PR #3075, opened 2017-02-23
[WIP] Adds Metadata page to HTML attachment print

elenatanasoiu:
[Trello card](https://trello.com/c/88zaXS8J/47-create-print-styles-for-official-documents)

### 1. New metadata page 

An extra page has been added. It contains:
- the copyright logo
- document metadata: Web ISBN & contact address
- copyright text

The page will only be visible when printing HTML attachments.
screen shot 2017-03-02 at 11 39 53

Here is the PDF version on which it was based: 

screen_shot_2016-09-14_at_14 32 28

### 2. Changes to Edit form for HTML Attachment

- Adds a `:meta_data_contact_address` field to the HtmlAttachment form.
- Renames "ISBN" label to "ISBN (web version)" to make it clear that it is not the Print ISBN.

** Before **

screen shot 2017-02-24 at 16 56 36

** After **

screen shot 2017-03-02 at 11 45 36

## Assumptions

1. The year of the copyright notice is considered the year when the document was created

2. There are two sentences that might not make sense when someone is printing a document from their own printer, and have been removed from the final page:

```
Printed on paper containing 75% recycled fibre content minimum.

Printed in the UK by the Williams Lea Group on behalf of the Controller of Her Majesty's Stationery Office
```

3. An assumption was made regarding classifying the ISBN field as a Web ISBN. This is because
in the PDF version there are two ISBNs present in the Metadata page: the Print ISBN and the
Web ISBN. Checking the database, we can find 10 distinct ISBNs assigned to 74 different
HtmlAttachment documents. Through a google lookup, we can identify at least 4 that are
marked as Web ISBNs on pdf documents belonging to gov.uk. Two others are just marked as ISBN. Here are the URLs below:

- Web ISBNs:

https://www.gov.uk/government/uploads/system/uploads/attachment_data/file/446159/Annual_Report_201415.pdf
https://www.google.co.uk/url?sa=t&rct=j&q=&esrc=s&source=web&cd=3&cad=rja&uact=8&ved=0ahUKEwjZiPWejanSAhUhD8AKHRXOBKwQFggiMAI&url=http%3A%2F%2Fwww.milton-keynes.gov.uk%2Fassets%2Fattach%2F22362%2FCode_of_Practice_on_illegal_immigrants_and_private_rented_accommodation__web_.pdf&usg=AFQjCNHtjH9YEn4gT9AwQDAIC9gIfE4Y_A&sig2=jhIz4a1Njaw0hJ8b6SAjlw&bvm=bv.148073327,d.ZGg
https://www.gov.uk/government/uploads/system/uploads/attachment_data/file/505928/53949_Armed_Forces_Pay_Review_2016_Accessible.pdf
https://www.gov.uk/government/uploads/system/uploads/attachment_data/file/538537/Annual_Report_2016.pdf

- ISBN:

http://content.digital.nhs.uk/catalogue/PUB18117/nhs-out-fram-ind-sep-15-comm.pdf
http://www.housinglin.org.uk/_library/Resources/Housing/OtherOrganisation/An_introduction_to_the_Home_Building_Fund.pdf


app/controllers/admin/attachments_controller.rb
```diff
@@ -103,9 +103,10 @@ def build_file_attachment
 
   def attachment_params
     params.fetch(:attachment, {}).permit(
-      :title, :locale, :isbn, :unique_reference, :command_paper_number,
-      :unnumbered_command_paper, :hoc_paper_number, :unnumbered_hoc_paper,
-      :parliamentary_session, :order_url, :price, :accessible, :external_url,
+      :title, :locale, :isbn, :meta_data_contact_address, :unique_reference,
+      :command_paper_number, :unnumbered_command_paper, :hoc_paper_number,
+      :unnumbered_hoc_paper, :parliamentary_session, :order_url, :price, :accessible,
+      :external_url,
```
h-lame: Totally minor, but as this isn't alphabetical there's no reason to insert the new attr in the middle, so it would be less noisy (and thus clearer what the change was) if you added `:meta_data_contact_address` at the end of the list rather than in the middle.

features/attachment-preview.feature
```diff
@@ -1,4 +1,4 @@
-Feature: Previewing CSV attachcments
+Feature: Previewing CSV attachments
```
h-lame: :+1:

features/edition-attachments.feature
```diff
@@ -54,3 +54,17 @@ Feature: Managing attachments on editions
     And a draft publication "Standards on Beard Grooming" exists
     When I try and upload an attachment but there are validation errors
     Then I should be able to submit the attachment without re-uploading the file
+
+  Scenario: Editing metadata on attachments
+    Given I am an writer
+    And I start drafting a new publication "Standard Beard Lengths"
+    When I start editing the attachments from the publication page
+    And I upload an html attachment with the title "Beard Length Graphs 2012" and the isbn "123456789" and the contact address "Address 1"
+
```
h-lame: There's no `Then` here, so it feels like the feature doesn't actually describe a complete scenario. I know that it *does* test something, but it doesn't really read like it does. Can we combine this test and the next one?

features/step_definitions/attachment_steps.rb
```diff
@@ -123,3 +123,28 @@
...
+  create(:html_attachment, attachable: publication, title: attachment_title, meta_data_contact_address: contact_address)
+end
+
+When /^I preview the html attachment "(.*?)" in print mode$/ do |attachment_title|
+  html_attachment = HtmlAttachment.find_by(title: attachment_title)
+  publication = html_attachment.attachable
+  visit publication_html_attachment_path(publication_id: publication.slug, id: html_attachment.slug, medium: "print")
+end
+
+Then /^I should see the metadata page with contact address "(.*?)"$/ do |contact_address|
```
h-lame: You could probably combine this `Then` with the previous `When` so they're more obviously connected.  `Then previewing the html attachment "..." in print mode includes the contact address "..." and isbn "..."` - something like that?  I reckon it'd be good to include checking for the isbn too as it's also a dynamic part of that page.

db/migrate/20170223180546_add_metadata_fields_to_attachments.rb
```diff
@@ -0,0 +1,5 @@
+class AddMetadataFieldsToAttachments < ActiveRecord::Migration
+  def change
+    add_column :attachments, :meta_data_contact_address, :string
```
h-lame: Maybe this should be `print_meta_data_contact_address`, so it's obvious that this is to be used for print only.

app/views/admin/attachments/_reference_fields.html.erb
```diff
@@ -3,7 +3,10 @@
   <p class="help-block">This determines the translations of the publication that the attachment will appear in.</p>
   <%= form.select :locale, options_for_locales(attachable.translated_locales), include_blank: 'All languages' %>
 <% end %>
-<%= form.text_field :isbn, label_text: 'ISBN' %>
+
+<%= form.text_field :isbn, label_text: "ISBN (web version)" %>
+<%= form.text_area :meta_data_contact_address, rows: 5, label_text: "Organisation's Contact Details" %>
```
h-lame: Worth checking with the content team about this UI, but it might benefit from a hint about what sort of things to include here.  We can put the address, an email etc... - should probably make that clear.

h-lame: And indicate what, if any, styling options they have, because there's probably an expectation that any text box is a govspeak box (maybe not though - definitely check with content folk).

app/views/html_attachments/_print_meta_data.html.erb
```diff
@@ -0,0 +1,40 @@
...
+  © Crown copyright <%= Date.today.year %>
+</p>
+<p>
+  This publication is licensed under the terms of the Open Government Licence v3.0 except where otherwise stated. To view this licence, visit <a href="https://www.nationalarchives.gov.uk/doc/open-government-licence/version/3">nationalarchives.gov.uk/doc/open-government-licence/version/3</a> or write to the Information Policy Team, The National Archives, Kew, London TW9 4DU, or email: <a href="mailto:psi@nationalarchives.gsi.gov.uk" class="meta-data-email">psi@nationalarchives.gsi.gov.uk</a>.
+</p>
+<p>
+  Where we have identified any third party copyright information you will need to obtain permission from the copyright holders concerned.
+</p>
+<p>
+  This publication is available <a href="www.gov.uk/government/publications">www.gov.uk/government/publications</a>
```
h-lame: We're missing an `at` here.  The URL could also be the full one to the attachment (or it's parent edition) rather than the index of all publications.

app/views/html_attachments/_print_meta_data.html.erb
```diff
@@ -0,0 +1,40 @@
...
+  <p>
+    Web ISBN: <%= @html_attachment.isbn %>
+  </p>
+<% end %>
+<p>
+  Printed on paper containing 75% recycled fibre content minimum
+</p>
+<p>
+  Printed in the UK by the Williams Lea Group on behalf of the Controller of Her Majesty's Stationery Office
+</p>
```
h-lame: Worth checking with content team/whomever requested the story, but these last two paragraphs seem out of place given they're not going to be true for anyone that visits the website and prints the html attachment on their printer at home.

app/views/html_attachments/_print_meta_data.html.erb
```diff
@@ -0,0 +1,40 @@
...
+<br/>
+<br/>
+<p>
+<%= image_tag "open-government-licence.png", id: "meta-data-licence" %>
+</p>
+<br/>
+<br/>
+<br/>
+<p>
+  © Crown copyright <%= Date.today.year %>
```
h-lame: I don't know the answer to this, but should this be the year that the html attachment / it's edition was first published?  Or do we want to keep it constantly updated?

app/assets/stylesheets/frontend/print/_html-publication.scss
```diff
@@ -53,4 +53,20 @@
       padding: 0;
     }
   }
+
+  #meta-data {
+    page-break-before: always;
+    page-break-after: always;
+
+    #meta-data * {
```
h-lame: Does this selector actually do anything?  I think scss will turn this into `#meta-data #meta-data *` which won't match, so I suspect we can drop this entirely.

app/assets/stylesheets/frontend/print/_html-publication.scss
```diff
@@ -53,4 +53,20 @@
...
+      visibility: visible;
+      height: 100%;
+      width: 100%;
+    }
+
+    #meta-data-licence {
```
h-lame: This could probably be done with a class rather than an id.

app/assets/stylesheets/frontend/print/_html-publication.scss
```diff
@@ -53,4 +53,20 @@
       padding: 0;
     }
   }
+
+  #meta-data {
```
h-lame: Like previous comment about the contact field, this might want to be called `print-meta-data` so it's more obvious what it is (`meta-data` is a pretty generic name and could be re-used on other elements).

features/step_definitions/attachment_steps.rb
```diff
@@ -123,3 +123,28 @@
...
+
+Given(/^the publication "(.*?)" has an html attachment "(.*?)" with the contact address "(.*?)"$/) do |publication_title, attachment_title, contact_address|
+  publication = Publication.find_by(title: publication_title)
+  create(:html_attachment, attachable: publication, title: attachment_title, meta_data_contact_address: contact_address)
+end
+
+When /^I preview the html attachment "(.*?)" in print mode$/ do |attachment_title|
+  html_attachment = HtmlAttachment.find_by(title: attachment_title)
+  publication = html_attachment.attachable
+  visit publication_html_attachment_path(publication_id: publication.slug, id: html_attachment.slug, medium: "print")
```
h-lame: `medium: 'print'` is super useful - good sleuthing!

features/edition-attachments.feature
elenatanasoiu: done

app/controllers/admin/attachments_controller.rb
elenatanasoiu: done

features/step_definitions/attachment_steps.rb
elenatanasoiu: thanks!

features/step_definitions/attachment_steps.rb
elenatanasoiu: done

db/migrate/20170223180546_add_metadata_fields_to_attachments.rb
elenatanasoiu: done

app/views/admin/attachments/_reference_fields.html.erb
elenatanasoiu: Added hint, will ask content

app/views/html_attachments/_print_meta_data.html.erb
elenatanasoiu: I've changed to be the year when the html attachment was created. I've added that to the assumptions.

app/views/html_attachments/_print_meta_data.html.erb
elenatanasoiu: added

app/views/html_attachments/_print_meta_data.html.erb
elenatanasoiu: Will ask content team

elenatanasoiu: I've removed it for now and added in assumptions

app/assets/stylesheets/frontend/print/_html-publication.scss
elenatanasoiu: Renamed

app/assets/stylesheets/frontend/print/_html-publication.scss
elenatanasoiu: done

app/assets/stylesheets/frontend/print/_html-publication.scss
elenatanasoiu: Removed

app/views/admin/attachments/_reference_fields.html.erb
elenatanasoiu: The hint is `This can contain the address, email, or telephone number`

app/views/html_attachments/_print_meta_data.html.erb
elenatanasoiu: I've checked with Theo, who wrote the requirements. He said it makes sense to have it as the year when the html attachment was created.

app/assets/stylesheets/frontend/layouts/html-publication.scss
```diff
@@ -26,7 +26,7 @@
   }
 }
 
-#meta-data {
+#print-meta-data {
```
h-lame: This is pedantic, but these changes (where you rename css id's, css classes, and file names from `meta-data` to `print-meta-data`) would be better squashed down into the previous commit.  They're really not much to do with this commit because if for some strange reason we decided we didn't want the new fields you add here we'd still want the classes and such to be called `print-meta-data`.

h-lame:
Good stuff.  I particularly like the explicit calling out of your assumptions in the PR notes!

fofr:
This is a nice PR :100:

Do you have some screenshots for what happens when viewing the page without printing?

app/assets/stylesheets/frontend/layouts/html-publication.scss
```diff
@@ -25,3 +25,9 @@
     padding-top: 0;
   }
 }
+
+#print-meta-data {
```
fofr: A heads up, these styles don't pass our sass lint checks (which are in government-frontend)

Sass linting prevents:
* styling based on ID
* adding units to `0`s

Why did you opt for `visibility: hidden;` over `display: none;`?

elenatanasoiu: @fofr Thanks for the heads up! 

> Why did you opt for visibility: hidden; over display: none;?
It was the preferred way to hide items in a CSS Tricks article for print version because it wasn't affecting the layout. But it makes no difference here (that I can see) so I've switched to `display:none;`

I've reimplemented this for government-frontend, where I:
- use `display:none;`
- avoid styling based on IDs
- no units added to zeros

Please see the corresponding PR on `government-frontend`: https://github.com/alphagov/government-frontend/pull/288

**Problem requirements:**
Scan the records for the word "want". Copy each line where it turns up.

**Task solution:**
h-lame: I don't know the answer to this, but should this be the year that the html attachment / it's edition was first published?  Or do we want to keep it constantly updated?
h-lame: Like previous comment about the contact field, this might want to be called `print-meta-data` so it's more obvious what it is (`meta-data` is a pretty generic name and could be re-used on other elements).
h-lame: This is pedantic, but these changes (where you rename css id's, css classes, and file names from `meta-data` to `print-meta-data`) would be better squashed down into the previous commit.  They're really not much to do with this commit because if for some strange reason we decided we didn't want the new fields you add here we'd still want the classes and such to be called `print-meta-data`.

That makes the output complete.